Can you trigger ARFID as an adult? I started new medication few months back to my ADHD. I also have ASD. At first it decreased my appetite that was really a normal thing and to be expected, but soon everything started to taste too much and feel too much. I could no longer drink anything but water, no spices on anything etc. It progressively got worse and even being off the medication does not change it back. I eat only very few items of food, and with these I have no issues with appetite, I like to eat them, and I feel hunger too. Anything else I just simply can not eat, I feel like I am going to suffocate as it gets stuck in my throat or it tastes like it is going to make me sick and I end up vomiting.
I eat roasted beef (no seasonings but salt), cream, milk, onion, carrots, cherry tomatoes, cucumber, apple, pear, grapes, avocado, cashew, almond, chia seeds, sour cream. Some fruit purées meant for babies (it cannot have anything but fruit and no strawberries, banana or blueberries.)
I have never liked cold food or hot food, so everything must be room temperature (This is not new thing, it has been since I was a child). No mixing of foods, except cream and beef also carrots can be dipped to avocado purée.

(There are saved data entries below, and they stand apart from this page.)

Issue #120, opened 2020-03-31
Use a dummy message instead of sensor_msgs in tests and demos


prajakta-gokhale:
can we avoid this by using a dummy message in the test folder?

_Originally posted by @thomas-moulard in https://github.com/ros-tooling/system_metrics_collector/pull/112_

PR #121, opened 2020-04-01
Replace IMU messages with new dummy messages

prajakta-gokhale:
* Define a new message type `DummyMessage` that has a `Header` 
* Use `DummyMessage` in unit tests instead of `sensor_msgs::msg::Imu` 
* Remove dependency on `sensor_msgs`

Fixes https://github.com/ros-tooling/system_metrics_collector/issues/120.


prajakta-gokhale:
> Why not just put the message in test/dummy.msg, and drop the new package altogether?

I'll try that. Since it's needed in 2 packages (`libstatictics_collector` and `topic_statisticvs_collector`), is it okay to depend on `test/dummy.msg` of one package from another?

thomas-moulard:
I think duplicating the test message is OK as this is trivial.

prajakta-gokhale:
As I understand, in order to move `DummyMessage` to individual packages that need them,  these library changes had to be made:
* Create two separate target libraries `${PROJECT_NAME}` and `${PROJECT_NAME}_shared`. The message generation step creates a Utility library with the name `${PROJECT_NAME}`. This has to be kept separate from the Shared library that the package exports.
* The Utility library name has to be same as `${PROJECT_NAME}` because all the typesupport_impl's are named `package_name__typesupport__rmw_name` by rosidl generators.

libstatistics_collector/package.xml
```diff
@@ -12,11 +12,17 @@
...
+  <exec_depend>rosidl_default_runtime</exec_depend>
+  <exec_depend>std_msgs</exec_depend>
+
   <test_depend>ament_cmake_gtest</test_depend>
   <test_depend>ament_lint_auto</test_depend>
   <test_depend>ament_lint_common</test_depend>
-  <test_depend>sensor_msgs</test_depend>
-  <test_depend>std_msgs</test_depend>
+
+  <member_of_group>rosidl_interface_packages</member_of_group>
```
thomas-moulard, line 25: needed?

libstatistics_collector/CMakeLists.txt
```diff
@@ -30,16 +30,23 @@ endif()
...
+
+rosidl_generate_interfaces(${PROJECT_NAME}
+  "test/msg/DummyMessage.msg"
+  DEPENDENCIES std_msgs
+)
 
 include_directories(include)
 
-add_library(${PROJECT_NAME} SHARED
+add_library(${PROJECT_NAME}_shared SHARED
```
thomas-moulard, line 43: I think you can remove `_shared` by passing `LIBRARY_NAME`to `rosdl_generate_interfaces`

https://github.com/ros2/rosidl/blob/master/rosidl_cmake/cmake/rosidl_generate_interfaces.cmake#L39

libstatistics_collector/package.xml
prajakta-gokhale: Yes. Fails to compile otherwise (see [rosidl_generate_interfaces.cmake](https://github.com/ros2/rosidl/blob/66f9a0e92962778edddc2ce6522ec259d7a76331/rosidl_cmake/cmake/rosidl_generate_interfaces.cmake#L229-L232)).

libstatistics_collector/CMakeLists.txt
```diff
@@ -82,7 +92,7 @@ install(
   DESTINATION include
 )
 
-ament_export_dependencies(rcl rcpputils)
+ament_export_dependencies(rcl rcpputils rosidl_default_runtime)
```
thomas-moulard, line 95: alphasort?

prajakta-gokhale: It is alphasorted :)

All vegetables must be raw (onion is exception)
I taste even miniscule amounts of corn/rice/tapioca starch in fruit purées and it makes them impossible to eat if they have it.
I have not eaten out, have not gotten anything precooked from stores, no takeaways nothing. I used to order food at least once a week, now I have not ordered anything, because there is nothing I could order. I also prefer eating with my hands and feel the food before I put it my mouth, instead of using a fork. There is no way for me to have any social interactions that include food. I feel so lone in this, I have tried to search for therapist that would be specialized in something like this, but I have not found any. So I am pretty much on my own as long as I am not malnourished I will not get any help here.
Good things are that I have lost weight and have not had any b/p episodes (I have been bulimic for 13 years, this is my record of not b/p since diagnosis) but other people just do not get why I can not eat other foods, why it is simply impossible and even trying a bite is a lot to ask.